Dan hari yang kutakutkan pun tiba. Hari dimana ketika itu aku sedang
tidak lagi bersamamu dan bersama kita.
Tidak seperti saat jari jemari
diam dalam geraknya, khusyu’ menundukkan qalbu, merasa lemah dan hina mendengar
tiap kalimat yang selalu tertuju pada manusia. Akulah, Kamilah orangnya yang
tersangka. Tidak seperti saat mulut kita tersenyum dan tertawa, mata yang sayu
namun teduh dengan ingin kita yang lebih dari sekedar harapan dan wacana,
menghimpun dalam naungan yang dengan izinNya jauh dari mimpi dan realita yang
fana. Tidak lagi menghitung tetes keringat atau butir beras yang dimakan pun lembaran mata uang. Berhasil
mendidihkan semangat-semangat yang mengalir di urat darah seperti lagu mentari.
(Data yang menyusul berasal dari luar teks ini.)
PR #59, opened 2025-12-24
Fix: Add Anchor Block for Validation Reporting

flyq:
### Summary

This PR introduces an immutable anchor block mechanism to provide a stable starting point for validation reporting. Previously, the validation reporter used `get_earliest_local_block()` which could change over time as blocks are pruned. This caused issues when the upstream validator's last validated block fell below the local chain's earliest block after pruning.

#### New `ANCHOR_BLOCK` Table
- Added a new database table `ANCHOR_BLOCK` that stores the initial trusted starting block `(BlockNumber, BlockHash)`
- The anchor is set once during chain reset and remains immutable
- Provides a stable reference point for validation gap detection

#### Updated Validation Reporter
- Changed `get_earliest_local_block()` → `get_anchor_block()` when determining chain bounds
- Fixed log ordering: error message now logs before returning on validation gap detection

### Files Changed

| File | Changes |
|------|---------|
| `validator-core/src/validator_db.rs` | Added `ANCHOR_BLOCK` table definition, `get_anchor_block()` method, and anchor persistence in `prune_history()` |
| `bin/stateless-validator/src/main.rs` | Updated reporter to use anchor block; fixed error log placement |

### Why This Matters

The anchor block ensures that validation gap detection works correctly even as the local chain is pruned. The reporter always knows the original starting point of validation, preventing false validation gap errors.

### DIFF
--- a/bin/stateless-validator/src/main.rs
+++ b/bin/stateless-validator/src/main.rs
@@ -884,16 +884,16 @@ async fn validation_reporter(
             Ok(response) => {
                 // Check for validation gap
                 if response.last_validated_block.0 < first_block.0 {
-                    error!(
-                        "[Reporter] Report rejected for blocks {first_block:?}-{last_block:?}, upstream at {:?}",
-                        response.last_validated_block
-                    );
                     return Err(anyhow!(
                         "Validation gap detected: upstream at block {}, but local chain starts at {}. Cannot advance validation.",
                         response.last_validated_block.0,
                         first_block.0
                     ));
                 }
+                error!(
+                    "[Reporter] Report rejected for blocks {first_block:?}-{last_block:?}, upstream at {:?}",
+                    response.last_validated_block
+                );
             }
             Err(e) => {
                 error!("[Reporter] Failed to report blocks: {e}");
--- a/bin/stateless-validator/src/main.rs
+++ b/bin/stateless-validator/src/main.rs
@@ -290,10 +290,6 @@ async fn run() -> Result<()> {
             .map_err(|e| anyhow!("Failed to fetch block {}: {}", block_hash, e))?;
 
         validator_db
-            .set_start_block(block.header.number, block.header.hash)
-            .map_err(|e| anyhow!("Failed to set start block: {}", e))?;
-
-        validator_db
             .reset_anchor_block(
                 block.header.number,
                 block.header.hash,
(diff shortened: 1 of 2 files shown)


bin/stateless-validator/src/main.rs
```diff
@@ -289,6 +289,10 @@ async fn run() -> Result<()> {
             .await
             .map_err(|e| anyhow!("Failed to fetch block {}: {}", block_hash, e))?;
 
+        validator_db
+            .set_start_block(block.header.number, block.header.hash)
```
yilongli: 这个函数和底下297行的`reset_anchor_block`重合了

validator-core/src/validator_db.rs
```diff
@@ -196,6 +196,16 @@ const CONTRACTS: TableDefinition<[u8; 32], Vec<u8>> = TableDefinition::new("cont
...
 
+/// Stores the immutable starting block for validation reporting.
+///
+/// **Schema:** Maps a singleton key (&str) to (BlockNumber, BlockHash) as (u64, [u8; 32])
+/// - Key: String "start_block" as &str
+/// - Value: (Block number as u64, Block hash as [u8; 32])
+///
+/// This table stores the initial trusted block that validation started from.
+/// Used by the validation reporter to report a stable first block.
+const START_BLOCK: TableDefinition<&str, (u64, [u8; 32])> = TableDefinition::new("start_block");
```
yilongli: `START_BLOCK` => `ANCHOR_BLOCK`
我们已经有了后者，没必要再引入一个新的概念。

validator-core/src/validator_db.rs
```diff
@@ -426,6 +437,51 @@ impl ValidatorDB {
...
+    /// initialization. Once set, this value should not be modified.
+    ///
+    /// # Arguments
+    /// * `block_number` - The block number of the starting block
+    /// * `block_hash` - The hash of the starting block
+    ///
+    /// # Returns
+    /// * `Ok(())` - Start block successfully stored
+    /// * `Err(ValidationDbError)` - Database error
+    pub fn set_start_block(
```
yilongli: 这个方法并入`reset_anchor_block`

validator-core/src/validator_db.rs
```diff
@@ -426,6 +437,51 @@ impl ValidatorDB {
...
+
+    /// Retrieves the immutable starting block for validation reporting
+    ///
+    /// Returns the trusted starting block.
+    ///
+    /// # Returns
+    /// * `Ok(Some((block_number, block_hash)))` - Start block found
+    /// * `Ok(None)` - No start block has been set
+    /// * `Err(ValidationDbError)` - Database error
+    pub fn get_start_block(&self) -> ValidationDbResult<Option<(BlockNumber, BlockHash)>> {
```
yilongli: 改名为`get_anchor_block`

yilongli (approved):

Dan hari yang kutakutkan pun tiba. Hari dimana ketika itu aku sedang
tidak lagi bersamamu dan bersama kita.
Hari ketika buah kelapa terbawa
oleh ombak. Kaki ini sudah melangkah, mata sudah menatap, dan tangan sudah
mengayun. Diiringi gemericik dan melodi kehidupan yang menenangkan. Membuat
diri seperti ingin mengejar matahari dan menggenggam bintang. Lupa bahwa diri
ini pun tidak punya hak untuk memiliki diri sendiri. Kaki yang melangkah telah
berhenti, mundur, atau bahkan berbelok. Mata tidak mampu lagi melihat karena
terhalang oleh siluet keindahan fatamorgana. Tangan tidak mampu lagi mengepal.
Bahkan hati sempat membatu, lupa akan petuah sang tetua dari negeri seberang.
Dan hari yang kutakutkan pun tiba. Hari dimana ketika itu aku sedang
tidak lagi bersamamu dan bersama kita.
Hari yang bahkan sejak aku bersamamu
dan bersama kita sudah dapat kubayangkan kepastian terjadinya. Membuat aku
tersenyum, takut. Takut apa yang akan terjadi padaku saat aku mengejar matahari
dan menggenggam bintang? Hingga tidak menyadari bahwa kaki sudah tidak memijak
daratan lagi. Sementara aku dan kamu serta kita ada di belahan yang berbeda?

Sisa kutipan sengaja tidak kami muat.